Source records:
[Start of section]

PR #984, opened 2025-04-24
feat(gen-code): generate code with llm option fix

### LINKED ISSUE #242: Generate Code within notebooks not working

The option to generate code from natural language in the notebooks is presently commented out, so it is not working as intended as clicking it does not do anything. 

1. Open an app in the platform
2. Click into the editing view 
3. Navigate to a notebook
4. Within a cell, type a request in natural language. 
5. Highlight the request, right click, and select "Generate Code" (or Ctrl+Shift+G)
6. Observe that nothing changes; no code is generated.

### Expected results

Upon clicking "Generate Code", code will be generated based on the highlighted text and populate below it.

### Actual results

Upon clicking "Generate Code", nothing happens. 

#### Screenshots

Image

### Requirements
- [x] Analyze best approach: either 1) generate code entirely in python OR 2) generate based on cell type. 
     - [x] If option 1: change cell type to python regardless of what the cell is and generate in python. 
     - [x] If option 2:  The LLM will produce output in whatever language the cell is.  
           -If the cell is set to Pixel -> when clicking generate code, cell type will change to Python and write Python code.  
           -If cell is set to R -> when clicking generate code, R code will be written 
           -If cell is set to Python -> when clicking generate code, Python code will be written 
- [x] Will need some sort of general prompt to call to the LLM, something like "Write me code that does {copied text from user} in {language of cell type}
- [x] After clicking generate code, the user's original text should be converted to a comment based on language.  Then, the code should populate directly below in the same cell.

Paulson-Robert:
## How to Test

2. Expected outcomes


ehynd:
hi @Paulson-Robert I get an error when trying to run this locally! did some troubleshooting and it appears to have to do with paramValues.  could you try to modify the reactor you call to generate the code to send these param values? 

ex: 
image

can hop on a call to show you my issue if needed!

Paulson-Robert:
> hi @Paulson-Robert I get an error when trying to run this locally! did some troubleshooting and it appears to have to do with paramValues. could you try to modify the reactor you call to generate the code to send these param values?
> 
> ex: image
> 
> can hop on a call to show you my issue if needed!

Updated the reactor call with paramValues and committed.

libs/renderer/src/components/cell-defaults/code-cell/CodeCell.tsx
```diff
@@ -147,41 +149,41 @@ export const CodeCell: CellComponent<CodeCellDef> = observer((props) => {
...
+            setLLMLoading(true);
+            if (!modelId) {
+                throw new Error("No Agent Model Engine");
+            }
+
+            const res = await runPixel(
+                `LLM(engine = "${modelId}", command = "${prompt}", paramValues = [ {"max_completion_tokens": 2000, "temperature": 0.3} ] );`,
+            );
+
+            const LLMResponse = res.pixelReturn[0].output["response"];
```
johbaxter, line 171: We need BE reactor to help us standardize so we do not have to do any string manipulation to grab code.  Or prefix the prompt with ONLY SEND CODE.

johbaxter (approved):

libs/renderer/src/components/cell-defaults/code-cell/CodeCell.tsx
johbaxter: @ehynd @ppatel9703 We need to follow up on this.

Parth wouldn't hurt if i could bounce this BE reactor idea off of you

johbaxter (approved):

[End of section]

Copy every line from the entries that contains the word "natural".

The option to generate code from natural language in the notebooks is presently commented out, so it is not working as intended as clicking it does not do anything. 
4. Within a cell, type a request in natural language. 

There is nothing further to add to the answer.